Nature-based green infrastructure is transforming asset management, offering sustainable and cost-effective alternatives to traditional gray assets. With traditional infrastructure responsible for nearly 79% of global emissions and half of all resource consumption and waste, shifting to green solutions is critical.
Beyond environmental benefits, green infrastructure (GI) can create lasting social and economic value that often increases over time.
It is a common misconception that GI only refers to parks and gardens. Dr. Jacqueline Balston, Director of Sustainability at IPWEA, has defined GI as: “An interconnected network of nature-based assets that are intentionally managed to provide diverse services and benefits to the environment and human well-being.”
GI includes naturally formed assets such as managed forests and waterways; managed assets that have been planted or modified, such as parks or restored mangroves; and nature-based hybrid facilities supported by some gray components such as streetscapes, green roofs and constructed wetlands.
However, a problem remains: many of these assets lie outside traditional asset lists, performance metrics and renewal cycles. Closing this gap requires new asset management frameworks, different perspectives on value and technological capabilities.
Just as gray infrastructure has adopted technologies such as asset management systems, sensors for condition monitoring and predictive maintenance, and digital twins over the past few decades, GI is now entering a technology-enabled phase.
First, advances in sensor technology, data analytics, and the Internet of Things (IoT) are enabling more sophisticated monitoring and management of the gastrointestinal tract.
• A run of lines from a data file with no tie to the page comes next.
PR #394, opened 2022-02-15
Set instance_id in flintlock

richardcase:

This change will set the `instance_id` in the metadata if its not set to the UID for the microvm

Fixes #

**Checklist**:

- [ ] includes documentation
- [ ] adds unit tests

### DIFF
--- a/core/application/app_test.go
+++ b/core/application/app_test.go
@@ -2,6 +2,7 @@ package application_test
 
 import (
 	"context"
+	"encoding/base64"
 	"errors"
 	"testing"
 	"time"
@@ -9,8 +10,10 @@ import (
 	"github.com/golang/mock/gomock"
 	. "github.com/onsi/gomega"
 	"github.com/spf13/afero"
+	"sigs.k8s.io/yaml"
 
 	"github.com/weaveworks/flintlock/api/events"
+	"github.com/weaveworks/flintlock/client/cloudinit/instance"
 	"github.com/weaveworks/flintlock/core/application"
 	"github.com/weaveworks/flintlock/core/models"
 	"github.com/weaveworks/flintlock/core/ports"
@@ -55,7 +58,7 @@ func TestApp_CreateMicroVM(t *testing.T) {
 					}),
 				).Return(nil, nil)
 
-				expectedCreatedSpec := createTestSpec("id1234", defaults.MicroVMNamespace, testUID)
+				expectedCreatedSpec := createTestSpecWithMetadata("id1234", defaults.MicroVMNamespace, testUID, createInstanceMetadatadata(t, testUID))
 				expectedCreatedSpec.Spec.CreatedAt = frozenTime().Unix()
 				expectedCreatedSpec.Status.State = models.PendingState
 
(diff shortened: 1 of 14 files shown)


core/application/app_test.go
```diff
@@ -2,15 +2,18 @@ package application_test
...
 	"context"
+	"encoding/base64"
 	"errors"
 	"testing"
 	"time"
 
 	"github.com/golang/mock/gomock"
 	. "github.com/onsi/gomega"
 	"github.com/spf13/afero"
+	"gopkg.in/yaml.v2"
```
bigkevmcd, line 13: I'd probably use https://pkg.go.dev/sigs.k8s.io/yaml instead of v2 of go-yaml

core/application/commands.go
```diff
@@ -60,6 +65,10 @@ func (a *app) CreateMicroVM(ctx context.Context, mvm *models.MicroVM) (*models.M
 		}
 	}
 
+	if addErr := a.addInstanceData(mvm, logger); addErr != nil {
```
bigkevmcd, line 68: I'm not sure there's any benefit in `addErr` here?

You've already returned if `err` wasn't nil earlier, which implies you don't want to retain the value ?

core/application/commands.go
```diff
@@ -122,3 +131,40 @@ func (a *app) DeleteMicroVM(ctx context.Context, uid string) error {
 
 	return nil
 }
+
+func (a *app) addInstanceData(vm *models.MicroVM, logger *logrus.Entry) error {
+	instanceData := &cloudinit.Metadata{}
+
+	meta, ok := vm.Spec.Metadata["meta-data"]
+	if ok {
```
bigkevmcd, line 139: Could you drop the comma, ok mechanism here, and check for vm.Spec.Metadata not being ""?

You can decode `""` but it would fail the YAML decoding, which implies that `""` is not considered a valid value

core/application/commands.go
```diff
@@ -122,3 +131,40 @@ func (a *app) DeleteMicroVM(ctx context.Context, uid string) error {
...
+		logger.Info("Instance metadata exists")
```
bigkevmcd, line 140: Is there any extra logging data that could come out here? the MicroVM ID perhaps?

bigkevmcd (commented):
Looks good, nothing major.

core/application/commands.go
richardcase: That was a mistake but i have changed this to reuse `err`

core/application/app_test.go
richardcase: Changed to use this wrapper.

core/application/commands.go
richardcase: Changed the logic here based on your suggestion

core/application/commands.go
richardcase: Added.

Callisto13: > Added.

where?

infrastructure/grpc/convert.go
```diff
@@ -32,6 +32,7 @@ func convertMicroVMToModel(spec *types.MicroVMSpec) (*models.MicroVM, error) {
 			},
 			VCPU:       int64(spec.Vcpu),
 			MemoryInMb: int64(spec.MemoryInMb),
+			Metadata:   map[string]string{},
```
Callisto13, line 35: This could technically be an `instance.New()` i guess

Callisto13 (approved):
What's the plan for those `MetadataOption` funcs?

richardcase:
> What's the plan for those `MetadataOption` funcs?

I'm going to change CAPMVM to use them :)

yitsushi (approved):
It's funny to see my original `map` solution comes back and says "hi" :smile:

yitsushi (approved):

PR #461, opened 2022-06-08
WIP: Basic auth and TLS

richardcase:
**What this PR does / why we need it**:

**Which issue(s) this PR fixes** *(optional, in `fixes #<issue number>(, fixes #<issue_number>, ...)` format, will close the issue(s) when PR gets merged)*:
Fixes #

**Special notes for your reviewer**:

**Checklist**:

- [ ] squashed commits into logical changes
- [ ] includes documentation
- [ ] adds unit tests
- [ ] adds or updates e2e tests

PR #462, opened 2022-06-09
feat: Add (very) basic auth

### LINKED ISSUE #356: Implement simple AUTH
Add a very basic thing to use a token with the API. Does not need to be perfect yet.
The default should be to start the server with auth.
For bonus points, add a flag to start the server with auth disabled.

Or do the opposite of that. Whatever you like.

Callisto13:
This commit adds some very basic token-based auth to the flintlock
server.

```
flintlockd run --basic-auth-token foo
```

Note that this is not a bearer token, or a username+password combo. It
is simply a token which will be compared against an **encoded** token on
all server calls.

Clients are responsible for adding an `authorization: basic <encoded
token>` header to all calls.

Tested manually by fiddling with `hammertime`, looking to add some e2e
if possible.

TLS is next on the list.

Based upon #461 

Closes #356 

- [ ] includes documentation
- [x] adds unit tests

### DIFF
--- a/go.mod
+++ b/go.mod
@@ -42,6 +42,7 @@ require (
 
 require (
 	github.com/gorilla/mux v1.8.0
+	github.com/grpc-ecosystem/go-grpc-middleware v1.3.0
 	github.com/urfave/cli/v2 v2.8.1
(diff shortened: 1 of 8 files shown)


richardcase (approved):

Callisto13:
o shit forgot about all this

PR #1235, opened 2024-03-13
Add test-node binary

sveitser:
This is a proof of concept for a sequencer test node binary. I think it would make our lives much easier for testing integrations because we will no longer have to maintain a separate docker compose project that goes out of date all the time. I expect it would also be helpful for other parties who would like to build on top of our sequencer.

Not sure if it makes sense to hide it behind the testing feature. Currently it uses some code that is only intended for tests.

To try:

    cargo run --release --features testing --bin test-node

Submit some transactions

    cargo run --release --bin submit-transactions -- http://localhost:33000

### DIFF
--- a/sequencer/src/bin/test-node.rs
+++ b/sequencer/src/bin/test-node.rs
@@ -1,0 +1,59 @@
+use async_compatibility_layer::logging::{setup_backtrace, setup_logging};
+use clap::Parser;
+use futures::StreamExt as _;
+use sequencer::{
+    api::{options, test_helpers::TestNetwork, Options},
+    catchup::mock::MockStateCatchup,
+    persistence::no_storage::NoStorage,
+    testing::TestConfig,
+    ValidatedState,
+};
+
+#[derive(Debug, Clone, Parser)]
+struct Args {
+    /// Port the API will server will listen on.
+    #[clap(
+        short,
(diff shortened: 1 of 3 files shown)


tbro:
I think it needs a README.

sequencer/src/bin/test-node.rs
```diff
@@ -0,0 +1,59 @@
...
+        .state(Default::default())
+        .submit(Default::default())
+        .query_fs(
+            Default::default(),
+            sequencer::persistence::fs::Options { path },
+        );
+    let with_state = TestNetwork::with_state(
+        api_options,
+        states,
+        [NoStorage; TestConfig::NUM_NODES],
```
nomaxg, line 51: Maybe make num_nodes an argument

sveitser:
Agree we should definitely add some documentation and also reduce the number of nodes to a minimum, as well as figure out how to handle the L1.

jbearer:
> Not sure if it makes sense to hide it behind the testing feature. Currently it uses some code that is only intended for tests.

Could add a new `test-node` feature flag, and for those things that are required in both, `#[cfg(any(feature = "test-node", feature = "testing"))]`

sveitser:
Close in favor of #1353

PR #1239, opened 2024-03-14
update hotshot tag

move47:
It accommodates changes recently introuduced to Hotshot, especially `HotshotConfig`. Moreover, It makes `hotshot-types` points to its own repo, instead of hotshot crate.

### DIFF
--- a/sequencer/src/block.rs
+++ b/sequencer/src/block.rs
@@ -81,6 +81,10 @@ impl BlockPayload for Payload<TxTableEntryWord> {
     fn builder_commitment(&self, _metadata: &Self::Metadata) -> BuilderCommitment {
         unimplemented!("TODO builder_commitment");
     }
+
+    fn get_transactions(&self, metadata: &Self::Metadata) -> &Vec<Self::Transaction> {
+        unimplemented!("TODO get_transactions");
+    }
 }
 
 #[cfg(test)]
--- a/sequencer/src/block.rs
+++ b/sequencer/src/block.rs
@@ -82,7 +82,7 @@ impl BlockPayload for Payload<TxTableEntryWord> {
         unimplemented!("TODO builder_commitment");
     }
 
-    fn get_transactions(&self, metadata: &Self::Metadata) -> &Vec<Self::Transaction> {
+    fn get_transactions(&self, _metadata: &Self::Metadata) -> &Vec<Self::Transaction> {
         unimplemented!("TODO get_transactions");
     }
 }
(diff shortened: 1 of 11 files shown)


sequencer/src/block.rs
```diff
@@ -82,6 +82,10 @@ impl BlockPayload for Payload<TxTableEntryWord> {
     fn builder_commitment(&self, _metadata: &Self::Metadata) -> BuilderCommitment {
         unimplemented!("TODO builder_commitment");
     }
+
+    fn get_transactions(&self, _metadata: &Self::Metadata) -> &Vec<Self::Transaction> {
```
sveitser, line 86: Can't we implement this now instead of leaving it unimplemented? I think it can be the same as `transaction_commitments` above on line 77 without the `commit()`.

sequencer/src/lib.rs
```diff
@@ -140,6 +140,11 @@ impl<N: network::Type> NodeImplementation<SeqTypes> for Node<N> {
     type CommitteeNetwork = N::DAChannel;
 }
 
+#[derive(Clone, Copy, Debug, Default)]
+pub struct Delta {}
```
sveitser, line 144: We can leave this empty for now, added this issue: 

https://github.com/EspressoSystems/espresso-sequencer/issues/1242

sequencer/src/block.rs
move47: I am trying to use:
```
self.enumerate(metadata)
            .map(|(_, tx)| tx)
            .collect::<Vec<Self::Transaction>>()
            .as_ref()
```
It is throwing `can not return ref` error.

sequencer/src/lib.rs
move47: Sorry, Do you mean `pub struct Delta ()`?

move47: Moreover, the associated type also has a trait bound. So thought of this doing this way

sveitser: I mean it's fine like this but I assumed at some point we want to be more than a struct with no members. I meant to say we can do it in another PR.

move47: Oh I see, I thought you want some changes for it. Cool!

sveitser (approved):
LGTM, let's figure out how to handle the unimplemented parts without blocking the PR.

sequencer/src/block.rs
move47: So shall I keep this `unimplemented!()` for this PR, because the change will come later?

jbearer: If it doesn't break any tests it's probably fine...although it does make me wonder what this function is for if it's not being called

nyospe: I have a solution that will work. This was the reason I requested the metadata be added to the `get_transactions`. I'll take care of it later.

PR #1243, opened 2024-03-15
CI: coverage: ignore dirs

sveitser:
If I understand correctly this yaml file is only used by the github action but not something grcov understands. So we have to duplicate the ignore in the justfile and the config file here.


sveitser:
CI run here: https://github.com/EspressoSystems/espresso-sequencer/actions/runs/8295762720

tbro (approved):
I think you are right.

In Australia, we use Water Sensitive Urban Design (WSUD), which integrates stormwater management into the urban landscape and uses vegetation and permeable surfaces to manage runoff. Automated control systems can play a key role in optimizing green stormwater infrastructure.
For example, the City of Monash in Victoria has so far installed 71 sensors in its stormwater pits to monitor levels and conditions in real time to enable a more efficient maintenance schedule and faster incident response times.
In 2020, the City of Whittlesea in Victoria conducted a smart city pilot program to deploy IoT sensors to collect anonymous data on space and park usage, air quality, water levels, stormwater and waste volumes. This program helped the City improve reporting, automate processes and improve data-driven decision making to ensure better service delivery across a range of municipal facilities.
Internationally, machine learning (ML) models are used to analyze historical patterns, environmental conditions and asset behavior to predict degradation, carbon sequestration, vegetation health and stormwater performance.
Researchers at the University of Texas have integrated ML with data on physical, spatial and socioeconomic factors to evaluate approaches to mitigating “urban heat islands.” By applying various ML algorithms, the team was able to better understand the consistent and dominant predictors of urban heat islands and found that tree canopy cover was the most effective means of reducing heating effects in residential and commercial areas.
Similarly, scientists from Duy Tan University in Vietnam used ML to understand the variables affecting the cooling intensity of green infrastructure in Hue city. They found that the mixing of water bodies, parks, bushland and tree canopies led to extensive cooling areas across the city. The models also highlighted hotspots where urgent interventions are needed to reduce public health risk during extreme heat events.
Finally, the use of virtual modeling to create a digital twin of a natural asset or an integrated network of green/gray assets has enabled scenario modeling, simulating climate impacts or service trade-offs, and visualizing future renewal needs.
In recent years, when the town of Unley in South Australia committed to increasing its tree canopy by up to 20% by 2045, it implemented a digital twin for tree canopy cover. They used LiDAR data collected in 2018 and 2021 to accurately measure and monitor tree canopy changes over time.
Using the digital twin, the council found that tree canopy cover increased by 1.36% over the three-year period and they have also worked to develop an app that allows the community to visualize changes in tree canopy in their area and on their property.
Much of the technology already exists to help communities create an integrated picture of their green and gray assets.
Ultimately, incorporating new technologies into GI management can help local governments and asset owners collect the data they need to understand how green assets perform and degrade over time, enable smarter renewal or replacement decisions, and support optimized maintenance and renewal budgets.
When it comes to embedding green assets into existing asset management systems and financing models, the path ahead is not without hurdles. GI only becomes core business when we treat it as Infrastructure – planned, financed, monitored and renewed like any other asset class. However, through continued collaboration and innovation, technology can become the bridge that connects nature-based solutions with the long-term resilience of infrastructure.
IPWEA publishes the Green Infrastructure Management Manual. This free resource is available for download on the IPWEA website.